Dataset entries
++++++++

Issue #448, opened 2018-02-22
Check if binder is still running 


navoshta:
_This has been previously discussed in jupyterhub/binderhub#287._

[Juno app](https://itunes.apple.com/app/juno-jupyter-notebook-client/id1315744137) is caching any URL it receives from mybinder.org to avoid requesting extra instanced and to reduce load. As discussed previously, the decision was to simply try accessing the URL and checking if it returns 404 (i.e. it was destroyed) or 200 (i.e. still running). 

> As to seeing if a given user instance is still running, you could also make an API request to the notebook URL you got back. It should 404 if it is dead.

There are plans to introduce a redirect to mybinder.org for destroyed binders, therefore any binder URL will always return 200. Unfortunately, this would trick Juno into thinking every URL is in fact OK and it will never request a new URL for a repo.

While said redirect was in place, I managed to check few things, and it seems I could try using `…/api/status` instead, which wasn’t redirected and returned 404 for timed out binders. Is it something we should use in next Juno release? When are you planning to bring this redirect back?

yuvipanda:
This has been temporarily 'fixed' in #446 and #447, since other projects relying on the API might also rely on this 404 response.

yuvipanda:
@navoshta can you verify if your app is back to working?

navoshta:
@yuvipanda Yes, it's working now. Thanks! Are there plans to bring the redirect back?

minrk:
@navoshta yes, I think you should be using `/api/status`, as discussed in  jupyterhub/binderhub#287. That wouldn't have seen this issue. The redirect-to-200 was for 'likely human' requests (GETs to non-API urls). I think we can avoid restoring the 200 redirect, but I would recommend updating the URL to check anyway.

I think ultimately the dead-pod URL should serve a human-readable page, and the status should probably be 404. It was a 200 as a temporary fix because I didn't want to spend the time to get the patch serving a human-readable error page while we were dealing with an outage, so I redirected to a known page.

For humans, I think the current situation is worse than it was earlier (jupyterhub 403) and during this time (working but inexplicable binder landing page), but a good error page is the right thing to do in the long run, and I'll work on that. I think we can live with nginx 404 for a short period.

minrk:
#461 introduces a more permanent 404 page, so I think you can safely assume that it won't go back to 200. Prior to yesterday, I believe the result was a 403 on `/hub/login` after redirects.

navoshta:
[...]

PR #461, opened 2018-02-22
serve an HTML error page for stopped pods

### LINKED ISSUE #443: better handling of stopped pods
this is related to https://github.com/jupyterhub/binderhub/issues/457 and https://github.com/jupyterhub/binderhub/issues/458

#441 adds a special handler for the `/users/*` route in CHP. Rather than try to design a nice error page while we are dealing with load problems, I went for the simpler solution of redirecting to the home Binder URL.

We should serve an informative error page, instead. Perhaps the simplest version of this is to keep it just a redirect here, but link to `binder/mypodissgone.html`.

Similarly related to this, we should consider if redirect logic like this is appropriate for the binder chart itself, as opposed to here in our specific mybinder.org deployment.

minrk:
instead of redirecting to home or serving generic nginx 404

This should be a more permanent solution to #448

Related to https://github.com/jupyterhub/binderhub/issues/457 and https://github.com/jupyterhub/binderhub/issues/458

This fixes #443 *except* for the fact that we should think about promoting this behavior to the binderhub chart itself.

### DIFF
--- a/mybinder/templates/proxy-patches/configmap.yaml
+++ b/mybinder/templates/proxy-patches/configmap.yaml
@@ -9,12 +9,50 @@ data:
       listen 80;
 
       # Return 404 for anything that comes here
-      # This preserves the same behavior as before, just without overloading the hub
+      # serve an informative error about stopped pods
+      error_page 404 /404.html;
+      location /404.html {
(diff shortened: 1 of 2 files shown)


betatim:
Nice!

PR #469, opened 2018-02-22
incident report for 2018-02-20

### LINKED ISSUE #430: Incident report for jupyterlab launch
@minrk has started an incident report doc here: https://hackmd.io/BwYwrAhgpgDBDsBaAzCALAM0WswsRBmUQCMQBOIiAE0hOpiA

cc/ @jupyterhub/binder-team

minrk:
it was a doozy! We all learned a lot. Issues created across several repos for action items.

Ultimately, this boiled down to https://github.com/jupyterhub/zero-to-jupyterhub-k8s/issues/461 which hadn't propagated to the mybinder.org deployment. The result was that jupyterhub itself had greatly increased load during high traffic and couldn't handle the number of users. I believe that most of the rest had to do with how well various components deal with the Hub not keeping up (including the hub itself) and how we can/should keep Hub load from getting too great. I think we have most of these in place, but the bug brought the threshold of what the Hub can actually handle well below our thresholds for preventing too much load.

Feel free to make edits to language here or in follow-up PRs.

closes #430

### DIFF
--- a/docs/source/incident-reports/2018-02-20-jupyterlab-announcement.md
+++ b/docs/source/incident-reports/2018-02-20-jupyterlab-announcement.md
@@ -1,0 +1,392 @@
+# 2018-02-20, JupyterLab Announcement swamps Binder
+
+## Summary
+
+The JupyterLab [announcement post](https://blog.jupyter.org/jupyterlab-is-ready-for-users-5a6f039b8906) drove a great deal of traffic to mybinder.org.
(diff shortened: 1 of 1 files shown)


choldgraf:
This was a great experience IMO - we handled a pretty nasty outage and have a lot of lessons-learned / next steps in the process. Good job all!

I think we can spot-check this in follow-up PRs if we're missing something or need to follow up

++++++++

- [WORK ORDER]: Every line in the data that holds "proxy" should be copied out.

- [RESPONSE]:
--- a/mybinder/templates/proxy-patches/configmap.yaml
+++ b/mybinder/templates/proxy-patches/configmap.yaml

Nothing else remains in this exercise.